» **Dataset records**:
+ + +
Issue #186, opened 2026-08-11
Panel session drive register: pane/tab granularity mismatch — duplicate watch reorders the queue, pane close drops tab interest (silent dual-write)


qcentic-dev:
Follow-up from the review of #184 (`feat(core-link): a Core serves many clients, one holds a Session's write lock (#140)`).

## The mismatch

The Panel session drive register keys interest **per tab**, but the browser emits `watch` and `drop` **per pane**, with no refcounting in between.

- `session-drive-register.ts` lines 65-73 — interest is keyed by tab
- `panel-link-client.ts` lines 278-294 — a pane sends `watch`
- `router.ts` lines 353-370 — a pane sends `drop`

Because a tab can hold two or more panes on the same Session, pane-level events and tab-level bookkeeping disagree.

## Two concrete failures

**1. Duplicate `watch` silently moves the keyboard to the back of the queue.**
A second pane on the same Session sends another `watch`. The register already holds that tab's interest, so nothing new is registered — but the send re-enters the queue at the tail. The keyboard silently moves to the back of the queue with no user-visible cause.

**2. Closing one of two panes drops the tab's interest while the other pane stays writable — silent dual-write.**
Two panes on the same Session, close one. Its `drop` clears the tab's interest outright, since there is no refcount to say a second pane still holds it. The surviving pane keeps its writable UI and keeps sending writes, while the register believes the tab released the Session. Another client can then take the write lock: two writers, no conflict signalled to either — a silent dual-write.

## Fix direction

- **Dedupe the `watch` send client-side**, or introduce a **position-preserving `want`** so re-asserting existing interest cannot reorder the queue.
- **Add a release refcount** so a tab's interest is only dropped when the last pane on that Session releases it.

Whichever way it goes, pane-level events and tab-level interest need to agree on who holds what.

## References

- Found in review of: #184
- Underlying model: #140

mrfqcentic:
Related: #242 is the same register (`SessionDriveRegister`) from a different angle — a **reloaded** tab, rather than two live panes in one tab.

Worth noting for whoever picks this up: the fix direction proposed here — a position-preserving `want` so re-asserting existing interest cannot reorder the queue — does not cover the reload case, because a reloaded tab arrives as a *different holder object* and therefore has no position in the queue to preserve. #242 proposes a per-tab id that survives a reload (`sessionStorage`), mirroring the core-link's `clientId`/`reclaim` (ADR 0024 D9).

[...]

PR #246, opened 2026-08-18
fix(panel): key the Session drive register by client id so a reloaded tab keeps driving (#242)

qcentic-dev:
Fixes the read-only reload in #242: a tab that reloads onto the Session it alone was driving now keeps driving it, instead of waiting out the 45-second panel-link heartbeat behind the socket it just replaced.

## The bug

`SessionDriveRegister` keyed interest by the object identity of the `PanelLinkSession` — the browser's socket. A reload destroys that object, so the returning tab was a stranger to the register. Through a reverse proxy or Docker's NAT the predecessor's `close` is routinely still in flight, so first-come appended the returning tab *behind its own ghost*, the router answered `{ driving: false }`, and the pane rendered read-only until `HEARTBEAT_TIMEOUT_MS` reaped the corpse.

## The fix

The register is keyed by a **client id** the tab carries across its own reload, exactly as the core link solved the same problem one layer down (ADR 0024 D9, #146).

- **The id.** Minted per tab, presented on the panel-link upgrade query beside the protocol version — early enough for the router to have it at `attach`, which is before a returning pane could be arbitrated as a stranger. It lives in `sessionStorage`, *claimed* on load and parked only on `pagehide`, so a "Duplicate tab" that copies storage wholesale copies no id. Two live tabs presenting one string would reap each other's sockets forever, which is the failure ADR 0024 D9 already rules out for a durable Core client id.
- **The handover.** The successor takes the id over in one assignment, and only then is the predecessor retired — so there is no instant in which the Session is driven by nobody. That is `SessionLockTable.transferAll`'s argument with a map in place of a lock table. The retired predecessor's `releaseDrives` finds an id that is no longer its own and gives back nothing, which is what keeps the ordinary close path safe to leave alone.
- **The answer.** The asking tab's `drive` answer is now read back out of the register rather than inferred from what moved. A tab re-announcing a Session it already drives moves nothing, so `gained` is empty in exactly the case the answer most needs to be `true` — the second half of the stranding.
- **No id, no change.** An absent or malformed id means "this socket is its own client", which is the behaviour every tab had before this branch. Not a refusal, and the protocol version does not move.

- **#186** (pane vs. tab granularity) comes after this in the same train. The position-preserving `want` and the release refcount are its, and the pane/tab semantics here are untouched. A stable per-tab id is what makes its refcount meaningful, as #242 notes.
- **#243** (core session settle, hook ack, boot reconciliation) and **#244** (live-event cursor advance in the core-link send path) are being implemented in parallel and are not touched. Every change here is under `packages/panel/src/{server/panel-link,lib,shared}`, plus `CONTEXT.md` and ADR 0024.

## Verification

- Four of the new router tests go red against the register keyed by socket identity; the rest guard what must not move (two genuinely different tabs still arbitrate first-come, an explicit take still says `handover`, a tab that really goes away still hands the drive on).
- `pnpm typecheck` clean across the workspace. `pnpm lint` reports 0 errors.
- Panel, SDK, shared, CLI and root suites pass. Two full-suite runs each showed a handful of unrelated 5s vitest timeouts under parallel load — a different set each run, none in the panel-link files — and every one of them passes in isolation.

Refs #242


qcentic-dev:
## Acceptance criteria — #242

Issue 242 has no `Acceptance criteria` heading, so these are taken verbatim from its own **Expected behavior**, **Actual behavior** (inverted), **Fix direction / Suggested shape** and **Prior art** sections.

### Expected behavior

- [x] **The reloaded tab resumes driving the Session it was driving before the reload.** The register is keyed by a client id the tab carries across its own reload, so the entry the returning tab re-announces against is its own. `session-drive-reload.test.ts` → *"is driving it again on the gesture its new pane makes, not 45 seconds later"*.
- [x] **A tab returning to its own Session does not wait behind the socket it just replaced.** Asserted with the predecessor session still attached, which is the proxy/NAT case the report is about.

### Actual behavior, which must no longer happen

- [x] **The pane no longer mounts read-only.** The tab is never told `{ t: "drive", driving: false, reason: "watch" }` on a reload — asserted as the *whole* frame sequence, not just the end state, because one read-only frame is the report. → *"is never told it is following its own ghost"*.
- [x] **Recovery no longer depends on the ~45s `HEARTBEAT_TIMEOUT_MS` reap.** The predecessor is retired at attach; the answer is correct on the first gesture.
- [x] **The loopback ordering (predecessor `close` lands first) still works.** → *"drives it just the same when the close lands first, as on loopback"*.

### Fix direction — "Suggested shape"

- [x] **A per-tab id that survives a reload, via `sessionStorage`.** Minted per tab; presented on the panel-link upgrade query beside the protocol version, because the router needs it at `attach` and a frame would arrive too late. Hardened beyond the suggestion: the id is *claimed* (removed) on load and parked only on `pagehide`, so a "Duplicate tab" that copies `sessionStorage` wholesale copies no id. Two live tabs on one id would reap each other's sockets forever — the failure ADR 0024 D9 already rules out for a durable Core client id.
- [x] **On connect, inherit the predecessor's position in each `interest` list rather than appending.** Satisfied, by a different mechanism than the issue sketched and deliberately so: because the list holds client ids rather than session objects, the returning tab's position *is already its own*. There is nothing to rewrite in place, so there is no rewrite to get wrong. Flagged rather than passed over silently, since the issue proposed the rewrite explicitly.
- [x] **Same atomicity argument as `SessionLockTable.transferAll` — no instant where the Session is unheld, and no second tab landing in the gap.** The successor takes the id over in one map assignment *before* the predecessor is retired; the retired predecessor's `releaseDrives` then finds an id that is no longer its own and gives back nothing. → *"keeps the drive when the predecessor's close finally lands"* and *"takes nothing off the tab that reloaded when the ghost's pane is dropped"*.
- [x] **Retire the predecessor afterwards, as `reclaimFor` does.** Its socket is closed and its PTY claims given back at attach, rather than left to the heartbeat. → *"retires the ghost socket rather than leaving it to the heartbeat"*, *"gives the ghost's pty back, because the returning tab asks for its own"*.

### Prior art — what this must not absorb

- [x] **Does not close or pre-empt #186.** The pane/tab granularity is untouched: `want` still moves a re-announcing holder to the tail behind other live watchers, and there is still no release refcount. Both are called out in the register's own comment as #186's to answer.
- [x] **Composes with #186 as the issue predicts** — "a stable per-tab id is what makes a refcount meaningful, since both then agree on what 'the same tab' is". That agreement now exists.
- [x] **Does not close #187.** Nothing in the core-link Session lock path is touched; #187's two-client scenario is unaffected either way.

### Scope boundaries this branch was given

- [x] **#243 (core session settle, hook ack, boot reconciliation) untouched.**
- [x] **#244 (live-event cursor advance in the core-link send path) untouched.** Every source change is under `packages/panel/src/{server/panel-link,lib,shared}`; the only other files are `CONTEXT.md` and ADR 0024.
- [x] **Nothing merged; `main` and `beta/0.3.1` untouched; PR left as a draft against `fix/session-and-event-reliability`.**

### Verification

- [x] **The new router tests are red against the old keying.** Four of the twelve fail on `origin/fix/session-and-event-reliability`'s register — verified by reverting only `router.ts` and `session-drive-register.ts` and re-running.
- [x] **`pnpm typecheck`** clean across all five workspace packages.
- [x] **`pnpm lint`** — 0 errors (50 pre-existing warnings, none in changed files).
- [x] **Suites green:** panel (1431), root (474), SDK (241), shared (180), CLI (424), plus the new 24.
- [x] **`pnpm panel:e2e`** passes end to end, which exercises the real upgrade path the client id now rides on — including "pre-login: the panel-link upgrade is refused" and the reconnect/replay leg.
- [x] **Conventional Commits on every commit, not just the title.** `commitlint --from da2af3e --to HEAD` reports 0 problems on all 4.

### Explicitly NOT done

- [ ] **The manual reproduction from "Steps to reproduce" was not run.** It needs a Panel deployed behind a reverse proxy or Docker's published port with a real browser reloading a live Session, and no such deployment is available here. The mechanism it demonstrates is instead asserted at the router with the predecessor session still attached, which is the same state the proxy's delayed `close` produces. Worth one manual pass on a real remote Core before this leaves draft.
- [ ] **The `panel:e2e` file-drop leg did not run at its default size.** It asks for ~6144 MiB free and this machine's disk is 100% full (550 MiB free), so it was run with `AC_E2E_FILE_DROP_BYTES=8388608`. Unrelated to this branch, and every other leg ran unmodified.
- [ ] **Two full-suite panel runs each showed a few unrelated 5s vitest timeouts under parallel load** — a different set each run (`live-read-path`, `project-picker-switch`, `project-dialog-path-immutable`), none in files this branch touches, and all passing in isolation. Not fixed here; noted so it is not read as this branch's noise.

mrfqcentic (approved):
Reviewed at `1275831` against #242, in a clean worktree on the PR head, diffed three-dot against `origin/fix/session-and-event-reliability`. I read the enforcing lines rather than the description, and I checked the red-test claim by tracing each test against the old keying rather than by taking the count on trust (I could not execute the suite here — see *What I could not run*).

**Verdict: approve.** The keying is correct everywhere it is written and read, the reconnect neither strands nor double-registers in either close ordering, and four of the twelve router tests are genuinely red against socket identity for behavioural reasons, not shape.

## The three claims I checked directly

**1. The register is keyed by client id, everywhere.** `DriveClientId` is a `string` (`session-drive-register.ts:47`) and no `PanelLinkSession` can reach the register by construction. Every call site passes `session.clientId`: `driveFor` at `router.ts:368`, both `release`/`want` at `router.ts:403-404`, the asker's own answer at `router.ts:440`, `releaseAll` at `router.ts:472`. `sessionsByClientId` is used only to turn an id back into something to write a frame on (`router.ts:250`). A grep across `packages/panel/src` finds no other reader or writer. Met.

**2. A reconnect strands nothing and double-registers nothing.** The ordering at `router.ts:225-228` is load-bearing and correct: the successor takes the id (`:227`) *before* `predecessor.retire()` (`:228`), so the predecessor's `detach` → `releaseDrives` hits the guard at `router.ts:470`, finds the id is no longer its own, and gives back nothing. `forget` (`router.ts:243-245`) deletes the map entry only when the leaving session still owns it, so the live tab's drives never resolve to nothing. `detach` is idempotent (`router.ts:663`, `:797`), so the proxy's late `close` landing on the retired socket is a no-op. The reverse ordering (loopback, `close` first) is also safe: the predecessor still owned the id, released normally, and the returning tab re-announces into an empty list. Double-registration is impossible at the source: `want` filters the id out before re-inserting (`session-drive-register.ts:105-106`), so one id appears at most once. Met.

**3. The four red tests prove behaviour.** Tracing `session-drive-reload.test.ts` against socket-keyed `router.ts` + `session-drive-register.ts`, exactly these four fail, which matches the claim:

- `:157` "is driving it again on the gesture its new pane makes" — old code appends behind the live ghost, `gained` is empty, the asker is told `driving: false`.
- `:170` "is never told it is following its own ghost" — same mechanism, asserted as the *whole* frame sequence rather than the end state. This is the strongest test in the file: the report is one read-only frame, and `toEqual([{driving: true, reason: "watch"}])` is the only assertion here that a "recovers eventually" implementation cannot pass.
- `:209` "retires the ghost socket" — old code has no `retire()`; `ghost.closed` stays `false`.
- `:218` "gives the ghost's pty back" — under old keying the predecessor keeps its claim, so `claimPty`'s refcount (`router.ts:308-310`) short-circuits and the fake link records one `subscribe` instead of subscribe/unsubscribe/subscribe.

These are frames written to a returning tab's socket and calls made on a fake core link, with the predecessor session *still attached* — the proxy/NAT state the report is about — not assertions about the shape of the register. The remaining eight are honest guards, and I confirmed three of them (`:183`, `:197`, `:244`) pass under the old keying too, which is what a guard should do.

## Acceptance criteria

| From #242 | Verdict | Enforcing line |
|---|---|---|
| Reloaded tab resumes driving the Session it was driving | **Met** for the reported case (sole watcher). See residual below for two live watchers. | `router.ts:440` reads the answer out of the register; `router.ts:227` |
| A returning tab does not wait behind the socket it replaced | **Met** | `router.ts:470` guard + `session-drive-register.ts:105` |
| Pane no longer mounts read-only / no `driving:false` frame | **Met** | asserted as a whole sequence, `session-drive-reload.test.ts:180` |
| Recovery no longer depends on the 45s heartbeat reap | **Met** | `retire()` closes the ghost at attach (`router.ts:~640`) |
| Per-tab id surviving a reload, via `sessionStorage` | **Met**, and hardened past the suggestion — claimed on load, parked on `pagehide` (`panel-link-client.ts:786-787`), so a duplicated tab copies no id | `panel-link-client.ts:755+` |
| Inherit the predecessor's position rather than appending | **Met by a different mechanism**, correctly flagged rather than glossed: because the list holds ids, the entry already *is* the returning tab's, so there is no in-place rewrite to get wrong | `session-drive-register.ts:98-110` |
| `transferAll`'s atomicity — no unheld instant, no second tab in the gap | **Met** | `router.ts:227-228`, `:470` |
| Retire the predecessor afterwards, as `reclaimFor` does | **Met** | `router.ts:228` |
| Does not close or pre-empt #186 / #187 | **Met** | pane/tab granularity untouched; nothing in the lock path changed |

## Non-blocking notes

1. **Naming contradicts the glossary entry this branch adds.** `CONTEXT.md` coins **Panel tab id** with `_Avoid_: … client id (that is the core-link one)`, and then the identifiers are `clientId` throughout — `DriveClientId` (`session-drive-register.ts:47`), `sessionsByClientId` (`router.ts:152`), `readPanelLinkClientId` (`shared/panel-link.ts:100`), `mintPanelLinkClientId` (`router.ts:827`). The client side already says `claimTabClientId`. `tabId`/`readPanelTabId` would settle it; the wire param `c` is fine either way. Worth a follow-up rename, not a reason to hold this.

2. **The one seam with no test.** The browser half (`panel-link-tab-id.test.ts`) proves the id reaches the dial URL; the router half proves keying by an *injected* id. Nothing asserts the join: `readClientId(request)` → `bindPanelLinkSocket(router, ws, clientId)` (`ws-server.ts:45-47`) → `attach`. `ws-server.test.ts` already stands up a real upgrade, so this is a short test, and it is the only line of the fix a typo could silently disable.

3. **A reload now costs a PTY unsubscribe/resubscribe at the Core.** `retire()` → `detach()` gives the claims back immediately, where the old refcount kept the stream warm until the heartbeat. The returning tab re-subscribes with `catchUp: true` so nothing is lost, and `session-drive-reload.test.ts:237-241` pins the sequence deliberately — recording it because it is a real change in what a Core sees on every reload.

4. **`pagehide`/`pageshow` listeners are never removed** (`panel-link-client.ts:786-787`). Bounded in practice: the client is a singleton (`panel-bridge.ts:270`).

5. **Two identical mint functions** (`router.ts:827`, `panel-link-client.ts:815`), kept in step by a comment. `shared/panel-link.ts` already hosts `readPanelLinkClientId` and is the obvious home.

## Residual, and deliberately so

With two live tabs on one Session, the reloading tab still tail-appends and is told `driving: false` — `want` strips and re-appends (`session-drive-register.ts:105-106`). That is the position-preserving `want` that belongs to #186, which is scheduled after this, and the register's own comment (`session-drive-register.ts:92-96`) says so in the right place rather than leaving it to be discovered. Correct call: #242's reproduction is explicitly one tab ("Do not open a second tab"), and the client-id keying is precisely what makes #186's refcount meaningful. Not a change request.

## What I could not run, and whether it matters

- **The manual reverse-proxy reproduction.** Non-blocking. The only thing a proxy changes is that the predecessor's `close` has not been processed at `attach`, and that state is asserted directly — every reload test attaches while the old session is live, and both orderings are covered (`:183` late close, `:197` close first). The genuine residual is not the router but the browser: that a real `sessionStorage` claim/park survives a real reload and arrives on the upgrade query is asserted against a stand-in `window`, and no e2e leg reads the `c` param. One manual pass on a real remote Core before this leaves draft, as the author already proposes, closes that — a pre-merge check, not a change to make.
- **The `panel:e2e` file-drop leg at default size.** Non-blocking and unrelated: every source change here is under `server/panel-link`, `lib`, `shared`. A disk-constrained upload size cannot mask a defect in this diff.
- **The suite itself.** I could not execute it — this machine is also at 100% disk with no installed workspace deps — so the pass/fail counts in the checklist are taken as reported. The red-test claim is the one I did not take on trust, and it holds by reading.

The checklist comment is accurate against the code, including where it declines a checkbox. Approving.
+ + +
» **What is expected**: Taking the lines above, repeat exactly those from the line that contains "in changed files)." through the line that contains "leg ran unmodified.", and both of those lines as well. Include nothing else.

» **Task solution**:
- [x] **`pnpm lint`** — 0 errors (50 pre-existing warnings, none in changed files).
- [x] **Suites green:** panel (1431), root (474), SDK (241), shared (180), CLI (424), plus the new 24.
- [x] **`pnpm panel:e2e`** passes end to end, which exercises the real upgrade path the client id now rides on — including "pre-login: the panel-link upgrade is refused" and the reconnect/replay leg.
- [x] **Conventional Commits on every commit, not just the title.** `commitlint --from da2af3e --to HEAD` reports 0 problems on all 4.

### Explicitly NOT done

- [ ] **The manual reproduction from "Steps to reproduce" was not run.** It needs a Panel deployed behind a reverse proxy or Docker's published port with a real browser reloading a live Session, and no such deployment is available here. The mechanism it demonstrates is instead asserted at the router with the predecessor session still attached, which is the same state the proxy's delayed `close` produces. Worth one manual pass on a real remote Core before this leaves draft.
- [ ] **The `panel:e2e` file-drop leg did not run at its default size.** It asks for ~6144 MiB free and this machine's disk is 100% full (550 MiB free), so it was run with `AC_E2E_FILE_DROP_BYTES=8388608`. Unrelated to this branch, and every other leg ran unmodified.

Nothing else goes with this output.